__EXERCISE BRIEF__
Scan the records below for the line containing "responds to an" and the line containing "so im not sure". Copy both, plus every line between, exactly.

>>>

PR #645, opened 2025-06-13
Refactor Service Catalog folder structure and namings

Fredx87:
## Description

This PR brings some refactoring to the `modules/service-catalog` and `modules/ticket-fields` folders.

### Commit 45ea1aa824b978e56236eed10e911a422b0ae7d7
The current folder structure for Service Catalog is a bit confusing and difficult to work with. Components, hooks, and functions related to the Service List page and the Service Item page are placed around without a particular structure, making it difficult to understand where they are used.

This commit consolidates the structure, putting all the things related to the list page in a `service-catalog-list` folder and all the things related to the service item page in a `service-catalog-item` folder. Both folders contain subfolders for components and hooks. The commit contains mainly file renamings and changes in the imports.

### Commit 3d5ac5ca30b42fa248f9abeae27ab7f04bc215b7
Currently, we have two different types for ticket fields:
- A [`Field`](https://github.com/zendesk/copenhagen_theme/blob/8a650cc681c734722a27902235923701f56340fa/src/modules/ticket-fields/data-types/Field.ts) type in the `ticket-fields` module
- A [`TicketField`](https://github.com/zendesk/copenhagen_theme/blob/8a650cc681c734722a27902235923701f56340fa/src/modules/service-catalog/data-types/TicketField.ts) type in the `service-catalog` module

Moreover, we also have a [`TicketField`](https://github.com/zendesk/copenhagen_theme/blob/8a650cc681c734722a27902235923701f56340fa/src/modules/ticket-fields/TicketField.tsx) component that has the same name as the type, but it is a completely different thing.

This is very confusing. We need different types because in the New Request Form we fetch the ticket fields from Curlybars, while in the Service Catalog Form we fetch them from public APIs. This is not clear from the code, so I made some changes:
- Renamed the `Field` type to `TicketFieldObject` (as it is called in the documentation) and added a link to the documentation
- Moved the `TicketField` type to the `ticket-fields` module and added a comment
- Added a `BaseTicketField` type with common fields
- Renamed the `TicketField` component to `RequestFormField`, since it is used in the New Request Form and in the Service Request Form

### Commit aecf77e95ddea95b09ed9ee13da0837547bc76d3
In #642, a new feature has been added to lookup fields. This feature uses the `relationship_filter` property of the ticket field, and we need to handle it in the Service Catalog form

## Checklist

### DIFF
--- a/src/modules/ticket-fields/data-types/TicketFieldObject.ts
+++ b/src/modules/ticket-fields/data-types/TicketFieldObject.ts
@@ -12,10 +12,10 @@ export interface TicketFieldObject extends BaseTicketField {
   error: string | null;
   label: string;
   required: boolean;
-  options: FieldOption[];
+  options: TicketFieldOptionObject[];
 }
 
-export interface FieldOption {
+export interface TicketFieldOptionObject {
   name: string;
   value: string;
 }
--- a/src/modules/ticket-fields/fields/LookupField.tsx
+++ b/src/modules/ticket-fields/fields/LookupField.tsx
@@ -10,7 +10,7 @@ import {
 import { useCallback, useEffect, useMemo, useState } from "react";
 import type {
   TicketFieldObject,
-  FieldOption,
+  TicketFieldOptionObject,
 } from "../data-types/TicketFieldObject";
 import { Span } from "@zendeskgarden/react-typography";
 import debounce from "lodash.debounce";
@@ -82,10 +82,9 @@ export function LookupField({
     relationship_target_type,
   } = field;
 
-  const [options, setOptions] = useState<FieldOption[]>([]);
-  const [selectedOption, setSelectedOption] = useState<FieldOption | null>(
-    null
-  );
+  const [options, setOptions] = useState<TicketFieldOptionObject[]>([]);
+  const [selectedOption, setSelectedOption] =
+    useState<TicketFieldOptionObject | null>(null);
   const [inputValue, setInputValue] = useState<string>(value as string);
   const [isLoadingOptions, setIsLoadingOptions] = useState<boolean>(false);
   const { t } = useTranslation();
@@ -168,7 +167,8 @@ export function LookupField({
           );
           if (selectedOption) {
             fetchedOptions = fetchedOptions.filter(
-              (option: FieldOption) => option.value !== selectedOption.value
+              (option: TicketFieldOptionObject) =>
+                option.value !== selectedOption.value
             );
             fetchedOptions = [selectedOption, ...fetchedOptions];
           }
--- a/src/modules/ticket-fields/fields/useNestedOptions.tsx
+++ b/src/modules/ticket-fields/fields/useNestedOptions.tsx
@@ -1,6 +1,6 @@
 import { useEffect, useMemo, useState } from "react";
 import { type IOptionProps } from "@zendeskgarden/react-dropdowns.next";
-import type { FieldOption } from "../data-types/TicketFieldObject";
+import type { TicketFieldOptionObject } from "../data-types/TicketFieldObject";
 
 interface OptionProps {
   value: string;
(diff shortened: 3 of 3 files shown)


src/modules/ticket-fields/data-types/TicketFieldObject.ts
```diff
@@ -0,0 +1,21 @@
...
+ * available in the New Request Page template.
+ */
+export interface TicketFieldObject extends BaseTicketField {
+  id: number;
+  name: string;
+  value: string | string[] | boolean | null;
+  error: string | null;
+  label: string;
+  required: boolean;
+  options: FieldOption[];
```
melzreal: would this also account for empty options? 

Maybe unrelated to this representation but I was playing around with the api and options is only present on a dropdown type, so for ex this dropdown:
https://z3nmelsku-test.zendesk-staging.com/api/v2/ticket_fields/8722747260797
responds to an options call:
https://z3nmelsku-test.zendesk-staging.com/api/v2/ticket_fields/8722747260797/options

but a ticket field of another type, say a subject, returns"not found" when hitting the options endpoint
https://z3nmelsku-test.zendesk-staging.com/api/v2/ticket_fields/8504240744701/options

so im not sure thats a case we should also account for, test account [here](https://pandora-v2.zende.sk/resources/accounts/308999)

melzreal (approved):
definitely much better naming then Field 🙆‍♀️ ✨

src/modules/ticket-fields/data-types/TicketFieldObject.ts
Fredx87: This type is for the [ticket field object](https://developer.zendesk.com/api-reference/help_center/help-center-templates/objects/#ticket-field-object) returned in Curlybars as reported in the comment, so it is different from what we return in the APIs. Checking what we pass from the template, I can see that `options` can be `null` for most of the ticket fields.

In theory, a better type would be declaring a specific type for dropdowns and multiselect, where `options` is an array of `FieldOptions` and `null` for other types, but I didn't want to change too many things in this PR. I'll check if I can add the `| null` without causing the addition of too many checks around

Fredx87:
> In the service-catalog app we're repeating the "components" folder down through the folder structure. This is at odds with what we do in the "approval-requests" folder so maybe a bit confusing for people that clone the repo and work across apps. In other apps at Zendesk we most often stick to a single parent level `components` folder so it could be nice to align with that (?) And also maybe something we could consider for the `new-request-form` app in the future (?)

My reasoning for that is that the `service-catalog-list` and `service-catalog-item` are in fact two different "apps" rendered independently on two different pages, so it made sense to divide them in the folder structure as well.
The `approval-requests` folder currently has the same confusing structure that we have in the `service-catalog` app, probably they just followed the same pattern.

I am not a big fan of these top-level `components` and `hooks` folders, where we end up mixing multiple unrelated things together by type. But it is true that what we do in most repos, and also in repos where things are rendered in different views, and it is better to be consistent. I will give it a try to see if I can come up with a structure that is more aligned

luis-almeida:
> My reasoning for that is that the service-catalog-list and service-catalog-item are in fact two different "apps" rendered independently on two different pages, so it made sense to divide them in the folder structure as well.
The approval-requests folder currently has the same confusing structure that we have in the service-catalog app, probably they just followed the same pattern.

That makes sense and I think it's the single `service-catalog` bundle that could arguably make it "appear" as if it was just one app. I don't think we'd want to split that bundle though.

> I am not a big fan of these top-level components and hooks folders, where we end up mixing multiple unrelated things together by type. But it is true that what we do in most repos, and also in repos where things are rendered in different views, and it is better to be consistent. I will give it a try to see if I can come up with a structure that is more aligned

Yeah I'm not a fan of having a single top level `components` and `hooks` folder either. I think it's easier to navigate when the folder tree reflects the app/component structure. However, since we're constantly jumping from app to app I think it would make a lot of sense to try and keep it consistent.

src/modules/ticket-fields/data-types/TicketFieldObject.ts
Fredx87: I tried to extend the type with `| null`, but it will require us to add a lot of null checks around. As mentioned, it would be better to define the type in a better way, where `options` is available or not based on the ticket field type. But I think that this can be eventually addressed later in a separate PR

PR #647, opened 2025-06-27
GG-4255: fix: Use colours from team settings in the services page

dmuneras:
## Description

Use the colours from the team settings in the services list item cards. The main changes are:

- We will use the brand colour (`primaryHue`) as the border colour on hover and maintain the same.
- Use the text color (`foreground `) as the text colour for the cards.
- Updates `nwsapi` to fix a problem preventing the tests for on hover user events to work when implemented using [userEvent](https://github.com/testing-library/user-event). You can check [this issue](https://github.com/testing-library/jest-dom/issues/594).

## Video

https://github.com/user-attachments/assets/344bdbda-259f-4332-ac7d-f8bf87f01718

## Checklist

[GG-4255]: https://zendesk.atlassian.net/browse/GG-4255?atlOrigin=eyJpIjoiNWRkNTljNzYxNjVmNDY3MDlhMDU5Y2ZhYzA5YTRkZjUiLCJwIjoiZ2l0aHViLWNvbS1KU1cifQ

### DIFF
--- a/package.json
+++ b/package.json
@@ -109,7 +109,8 @@
     "wait-on": "8.0.3"
   },
   "resolutions": {
-    "@types/react": "^17.x"
+    "@types/react": "^17.x",
+    "nwsapi": "^2.2.20"
   },
   "commitlint": {
     "extends": [
--- a/src/modules/service-catalog/components/service-catalog-list/ServiceCatalogListItem.spec.tsx
+++ b/src/modules/service-catalog/components/service-catalog-list/ServiceCatalogListItem.spec.tsx
@@ -90,8 +90,6 @@ describe("ServiceCatalogListItem", () => {
       const itemTitle = screen.getByTestId("service-catalog-list-item");
       const defaultBorderColor = "#d8dcde";
 
-      await user.unhover(itemTitle);
-
       expect(itemTitle).toHaveStyle(`border-color: ${defaultBorderColor}`);
 
       await user.hover(itemTitle);
--- a/src/modules/service-catalog/components/service-catalog-list/ServiceCatalogListItem.spec.tsx
+++ b/src/modules/service-catalog/components/service-catalog-list/ServiceCatalogListItem.spec.tsx
@@ -1,0 +1,102 @@
+import { render, screen } from "@testing-library/react";
+import { ThemeProvider } from "styled-components";
+import { DEFAULT_THEME } from "@zendeskgarden/react-theming";
+import ServiceCatalogListItem from "./ServiceCatalogListItem";
+import type { ServiceCatalogItem } from "../../data-types/ServiceCatalogItem";
+import { userEvent } from "@testing-library/user-event";
+
+jest.mock("@zendeskgarden/svg-icons/src/16/shapes-fill.svg", () => {
+  return function MockShapesIcon() {
+    return <div data-testid="atl-nacional" />;
+  };
+});
+
+const theme = {
+  ...DEFAULT_THEME,
+  colors: {
+    ...DEFAULT_THEME.colors,
+    foreground: "#ff0000",
+    primaryHue: "#0000ff",
+  },
+};
+
+const renderWithTheme = (component: React.ReactElement) => {
+  return render(<ThemeProvider theme={theme}>{component}</ThemeProvider>);
+};
+
+describe("ServiceCatalogListItem", () => {
+  const mockServiceItem: ServiceCatalogItem = {
+    id: 1989,
+    name: "Atl Nacional keyboard",
+    description: "This is a keyboard from Atl Nacional",
+    form_id: 456,
+  };
+
+  const mockHelpCenterPath = "/hc/en-us";
+
+  beforeEach(() => jest.clearAllMocks());
+
+  describe("Rendering", () => {
+    it("should render the service item with correct content", () => {
+      renderWithTheme(
+        <ServiceCatalogListItem
+          serviceItem={mockServiceItem}
+          helpCenterPath={mockHelpCenterPath}
+        />
+      );
+
+      expect(screen.getByText(mockServiceItem.name)).toBeInTheDocument();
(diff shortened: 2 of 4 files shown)


gosiexon-zen (approved):

package.json
```diff
@@ -109,7 +109,8 @@
     "wait-on": "8.0.3"
   },
   "resolutions": {
-    "@types/react": "^17.x"
+    "@types/react": "^17.x",
+    "nwsapi": "^2.2.20"
```
BrunoBFerreira, line 113: I don't know how you added the resolution but this might be relevant: https://github.com/zendesk/guide-app-framework/pull/476#pullrequestreview-2868645490

BrunoBFerreira (commented):
Overall looks good. Thank you for adding the tests. 

I will just ask you to remove the JIRA links from the description considering this is an open source repo. 

Otherwise looks good 👍

package.json
dmuneras: I will check that one out. Thanks 🙏

dmuneras: Hi @BrunoBFerreira 

I looked at it and it looks like I can't use the yarn resolution command without updating the version of yarn used to generate the lock file.

BrunoBFerreira: That is fine. Just wanted to be sure 😄 thanks for confirming.

src/modules/service-catalog/components/service-catalog-list/ServiceCatalogListItem.spec.tsx
```diff
@@ -0,0 +1,100 @@
...
+import { DEFAULT_THEME } from "@zendeskgarden/react-theming";
+import ServiceCatalogListItem from "./ServiceCatalogListItem";
+import type { ServiceCatalogItem } from "../../data-types/ServiceCatalogItem";
+import { userEvent } from "@testing-library/user-event";
+
+jest.mock("@zendeskgarden/svg-icons/src/16/shapes-fill.svg", () => {
+  return function MockShapesIcon() {
+    return <div data-testid="atl-nacional" />;
+  };
+});
```
Fredx87, line 12: Usually, we don't mock sub-components in tests, unless there is a good reason.

Maybe we can instead do `<ShapesIcon data-test-id="service-icon" />` in the component and check that. I am not sure it works. If it doesn't, we can keep the mock

src/modules/service-catalog/components/service-catalog-list/ServiceCatalogListItem.spec.tsx
```diff
@@ -0,0 +1,100 @@
...
+      renderWithTheme(
+        <ServiceCatalogListItem
+          serviceItem={mockServiceItem}
+          helpCenterPath={mockHelpCenterPath}
+        />
+      );
+
+      const user = userEvent.setup();
+      const itemTitle = screen.getByTestId("service-catalog-list-item");
+      const defaultBorderColor = "#d8dcde";
```
Fredx87: We can read this value from `DEFAULT_THEME.colors.grey[300]` instead of hardcoding it here

src/modules/service-catalog/components/service-catalog-list/ServiceCatalogListItem.spec.tsx
```diff
@@ -0,0 +1,100 @@
...
+
+    it("should use the theme foreground color as text color", () => {
+      renderWithTheme(
+        <ServiceCatalogListItem
+          serviceItem={mockServiceItem}
+          helpCenterPath={mockHelpCenterPath}
+        />
+      );
+
+      const itemTitle = screen.getByTestId("service-catalog-list-item");
```
Fredx87: Nit: this is not a title but something else, maybe a container? or a tile?

src/modules/service-catalog/components/service-catalog-list/ServiceCatalogListItem.spec.tsx
dmuneras: Hi @Fredx87,

I am not sure if it is possible based on [this docs](https://zendeskgarden-v8.netlify.app/components/theme-object#colors).

I could get it like this: `theme?.palette?.grey?.[300]` this is [the ref](https://garden.zendesk.com/components/palette).

Fredx87: Yeah it should be `DEFAULT_THEME.palette.grey?.[300]`

src/modules/service-catalog/components/service-catalog-list/ServiceCatalogListItem.spec.tsx
dmuneras: Hi @Fredx87 

I tried , but it get an error with the SVG import in the component. It looks like we have an extra Jest config to handle non javascript imports.

Fredx87: Yeah, that's true. Maybe it would be better to change the base jest config, adding support for SVGs as we do in other repos, to avoid the need to mock SVGs like this every time. But it is beyond the scope of this PR so we can eventually address it later

src/modules/service-catalog/components/service-catalog-list/ServiceCatalogListItem.spec.tsx
```diff
@@ -0,0 +1,101 @@
...
+      renderWithTheme(
+        <ServiceCatalogListItem
+          serviceItem={mockServiceItem}
+          helpCenterPath={mockHelpCenterPath}
+        />
+      );
+
+      const user = userEvent.setup();
+      const itemTitleContainer = screen.getByTestId("service-catalog-list-item-container");
+      const defaultBorderColor = DEFAULT_THEME?.palette?.grey?.[300];
```
Fredx87: Nit: there is no need to put all these `?`, only `grey` can be undefined

Fredx87 (approved):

<<<

__SOLUTION FOR THIS TASK__
responds to an options call:
https://z3nmelsku-test.zendesk-staging.com/api/v2/ticket_fields/8722747260797/options

but a ticket field of another type, say a subject, returns"not found" when hitting the options endpoint
https://z3nmelsku-test.zendesk-staging.com/api/v2/ticket_fields/8504240744701/options

so im not sure thats a case we should also account for, test account [here](https://pandora-v2.zende.sk/resources/accounts/308999)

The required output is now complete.